Data under study Start Marker

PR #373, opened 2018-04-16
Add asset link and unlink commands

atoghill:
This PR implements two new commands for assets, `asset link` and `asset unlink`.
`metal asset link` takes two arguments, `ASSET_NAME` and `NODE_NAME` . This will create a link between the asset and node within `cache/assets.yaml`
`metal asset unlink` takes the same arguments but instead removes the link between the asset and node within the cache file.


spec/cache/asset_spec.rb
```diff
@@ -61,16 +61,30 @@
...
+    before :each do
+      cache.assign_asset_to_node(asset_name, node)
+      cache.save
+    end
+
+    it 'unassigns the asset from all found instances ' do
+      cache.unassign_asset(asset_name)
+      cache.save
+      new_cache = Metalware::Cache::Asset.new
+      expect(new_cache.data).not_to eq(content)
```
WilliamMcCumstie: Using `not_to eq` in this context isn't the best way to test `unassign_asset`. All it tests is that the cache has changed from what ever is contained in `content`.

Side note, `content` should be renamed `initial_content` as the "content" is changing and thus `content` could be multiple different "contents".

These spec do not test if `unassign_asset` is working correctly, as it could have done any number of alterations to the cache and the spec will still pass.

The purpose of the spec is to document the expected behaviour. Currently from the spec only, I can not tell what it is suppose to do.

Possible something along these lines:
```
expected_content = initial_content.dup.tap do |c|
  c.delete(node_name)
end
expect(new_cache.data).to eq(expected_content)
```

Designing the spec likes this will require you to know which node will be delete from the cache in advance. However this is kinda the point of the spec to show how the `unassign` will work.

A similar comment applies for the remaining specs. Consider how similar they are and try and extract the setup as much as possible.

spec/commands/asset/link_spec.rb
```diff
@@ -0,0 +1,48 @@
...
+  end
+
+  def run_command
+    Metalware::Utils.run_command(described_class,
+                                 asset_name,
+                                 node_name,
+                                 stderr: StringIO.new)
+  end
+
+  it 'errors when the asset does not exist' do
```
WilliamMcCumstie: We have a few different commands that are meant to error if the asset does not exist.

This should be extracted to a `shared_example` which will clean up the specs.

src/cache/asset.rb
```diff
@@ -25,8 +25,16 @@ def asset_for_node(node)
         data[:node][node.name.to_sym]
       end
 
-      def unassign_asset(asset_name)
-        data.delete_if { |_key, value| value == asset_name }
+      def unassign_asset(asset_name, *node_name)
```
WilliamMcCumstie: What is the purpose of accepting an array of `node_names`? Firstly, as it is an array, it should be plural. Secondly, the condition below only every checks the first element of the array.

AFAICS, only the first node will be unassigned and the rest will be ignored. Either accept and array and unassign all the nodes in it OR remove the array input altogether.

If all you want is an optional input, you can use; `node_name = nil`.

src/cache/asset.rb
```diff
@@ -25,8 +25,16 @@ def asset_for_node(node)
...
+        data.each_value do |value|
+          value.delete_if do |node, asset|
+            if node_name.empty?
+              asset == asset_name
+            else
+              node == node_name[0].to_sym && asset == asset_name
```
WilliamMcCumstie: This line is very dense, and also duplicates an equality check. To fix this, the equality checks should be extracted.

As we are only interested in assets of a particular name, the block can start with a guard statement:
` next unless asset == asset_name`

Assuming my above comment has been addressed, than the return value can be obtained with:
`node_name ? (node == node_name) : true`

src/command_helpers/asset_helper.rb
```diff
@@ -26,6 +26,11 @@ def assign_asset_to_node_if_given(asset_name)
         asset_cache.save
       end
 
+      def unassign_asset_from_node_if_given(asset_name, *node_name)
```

Data under study End Marker
Data under study Start Marker

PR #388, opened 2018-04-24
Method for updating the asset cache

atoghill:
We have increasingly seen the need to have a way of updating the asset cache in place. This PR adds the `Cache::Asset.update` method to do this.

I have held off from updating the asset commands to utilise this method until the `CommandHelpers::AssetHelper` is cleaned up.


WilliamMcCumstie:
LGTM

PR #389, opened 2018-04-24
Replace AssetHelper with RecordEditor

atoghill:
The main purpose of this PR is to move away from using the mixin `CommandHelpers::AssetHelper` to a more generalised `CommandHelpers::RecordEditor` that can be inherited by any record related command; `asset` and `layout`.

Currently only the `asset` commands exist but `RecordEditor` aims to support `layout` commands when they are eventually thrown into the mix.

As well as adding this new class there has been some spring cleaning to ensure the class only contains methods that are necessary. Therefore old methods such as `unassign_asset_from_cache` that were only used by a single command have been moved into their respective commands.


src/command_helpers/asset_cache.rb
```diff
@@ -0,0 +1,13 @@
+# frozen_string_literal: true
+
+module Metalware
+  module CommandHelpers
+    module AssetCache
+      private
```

Data under study End Marker

◆ **Task instructions**:
Among the lines above, which contain the word "CommandHelpers"? Copy every one.

◆ **Problem solution**:
I have held off from updating the asset commands to utilise this method until the `CommandHelpers::AssetHelper` is cleaned up.
The main purpose of this PR is to move away from using the mixin `CommandHelpers::AssetHelper` to a more generalised `CommandHelpers::RecordEditor` that can be inherited by any record related command; `asset` and `layout`.
+  module CommandHelpers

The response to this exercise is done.